I have it installed ... rarely use it ... because it sucks at playing almost every format I have tried.
On the other hand, VLC has never failed to play what ever I have thrown at it.
So yes ... use VLC and skip the drama. MPlayerX is not ready for primetime.
Unfortunately, MplayerX is unusable at its current state for a significant number of users because of this issue that has been open and unaddressed for months. The lag is unbearable and keeps me from switching from VLC. I would like to do so because MplayerX' killer feature, remembering the play position, is missing from VLC even though it has been requested by its userbase for years.
These devices are only bought by iDiots, who are too stupid to know they don't actually own that they paid for, and that they are being totally ripped off.
Maybe there is à market for a non-Apple app store? If someone gets in the act now, and Apple pulls the rug, then it would be possible to apply anti-trust laws.
With regards to sandboxing, I can understand why Apple is doing this, but have they gone too far with their sand boxing model? What needs to be improved and does a better model exist elsewhere?

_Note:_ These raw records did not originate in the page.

PR #5174, opened 2021-06-10
Added teaching tip for custom skins

yaichenbaum:
image

### DIFF
--- a/Files/Helpers/ExternalResourcesHelper.cs
+++ b/Files/Helpers/ExternalResourcesHelper.cs
@@ -16,7 +16,7 @@ namespace Files.Helpers
         {
             new AppTheme
             {
-                Name = "DefaultScheme".GetLocalized(),
+                Name = "DefaultSkin".GetLocalized(),
             },
         };
 
--- a/Files/Helpers/ExternalResourcesHelper.cs
+++ b/Files/Helpers/ExternalResourcesHelper.cs
@@ -12,72 +12,72 @@ namespace Files.Helpers
 {
     public class ExternalResourcesHelper
     {
-        public List<AppTheme> Themes = new List<AppTheme>()
+        public List<AppSkin> Skins = new List<AppSkin>()
         {
-            new AppTheme
+            new AppSkin
             {
                 Name = "DefaultSkin".GetLocalized(),
             },
         };
 
-        public StorageFolder ThemeFolder { get; set; }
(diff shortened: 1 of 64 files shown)


Files/Helpers/ExternalResourcesHelper.cs
```diff
@@ -12,72 +12,72 @@ namespace Files.Helpers
...
-            if (App.OptionalPackageManager.TryGetOptionalPackage(Constants.OptionalPackages.ThemesOptionalPackagesName, out var package))
+            if (App.OptionalPackageManager.TryGetOptionalPackage(Constants.OptionalPackages.SkinsOptionalPackagesName, out var package))
             {
                 Debug.WriteLine(package.InstalledLocation.Path);
-                OptionalPackageThemeFolder = package.InstalledLocation;
+                OptionalPackageSkinFolder = package.InstalledLocation;
             }
 
-            ThemeFolder = await ApplicationData.Current.LocalFolder.CreateFolderAsync("Themes", CreationCollisionOption.OpenIfExists);
+            SkinFolder = await ApplicationData.Current.LocalFolder.CreateFolderAsync("Skins", CreationCollisionOption.OpenIfExists);
```
winston-de, line 36: This will mean that any skins the user already has won't be in the new folder. Should we maybe rename the old folder if it exists?

yaichenbaum: I don't believe we shipped support for custom themes yet so I think it's fine to skip renaming the old folder.

winston-de: Support for themes was initially shipped in 1.5. 
image

Files/Helpers/ExternalResourcesHelper.cs
```diff
@@ -33,6 +33,17 @@ public async Task LoadSelectedSkin()
                 OptionalPackageSkinFolder = package.InstalledLocation;
             }
 
+            // ToDo this is for backwards compatability, remove after a couple updates
+            var themeFolder = await StorageFolder.GetFolderFromPathAsync(ApplicationData.Current.LocalFolder.Path + "\\Themes");
```
winston-de, line 37: This could throw a ``FileNotFound`` exception if the user just installed the app and doesn't have the Themes folder, I would suggest moving it to the try catch as well.

winston-de (approved):
Lgtm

Jumpstart the tartan drive.
Hmmm...
http://www.youtube.com/watch?v=_dErAZL1Hr8
+
http://www.youtube.com/watch?v=7zIEZDt188I
I think you're on to something.
I've been using Macs for nearly ten years and this is the first time I've even heard of MPlayerX, so I guess I'm not missing out on much.
I spend every dollar I get my hands on. Willard Romney? Not so much. What scares me about the very rich is that give the chance they will halt all human progress. Not because their evil, but because when you're that rich you can't imagine a better life. How can you be progressive when you already have the best that can be imagined?
Hi! I make Firefox Plug-ins. Check 'em out @ https://addons.mozilla.org/en-US/firefox/addon/youtube-mp3-podcaster/
Perhaps not, but it never hurts to plan ahead.
Or does apple forbid something like that, pointing you away from the store ?
---- Booth was a patriot ----
I know I'm a very minor voice in this, but I find it annoying to sign in to Apple's tracking just to download a free app. I will still install MPlayerX on all the Macs that I have control over.
Too many people are willing to give up their privacy to apple to get software that was once just freely available. This goes for the android app stores too. I really don't like signing on to web pages that require javascript from a multitude of sites before I am able to download.
"If people can't get their dev environment running, they won't dev apps"
Why wouldn't they be able to get their dev environment running? I understand what you are trying to say but realistically Apple does supply Xcode and any other tools needed to make apps on it's platform. If you don't like it Apple will just tell you to piss off like they do on everything else. It's not fair but then again Apple has never been about fair.
If you wanna get rich, you know that payback is a bitch
I'm going back to Linux.
Well, I never thought of that. This means also that having a free OS is the total refusal of just "consuming" anything in the digital world, but enjoying certain works and stuff that works.
... To destroy the entire comment section.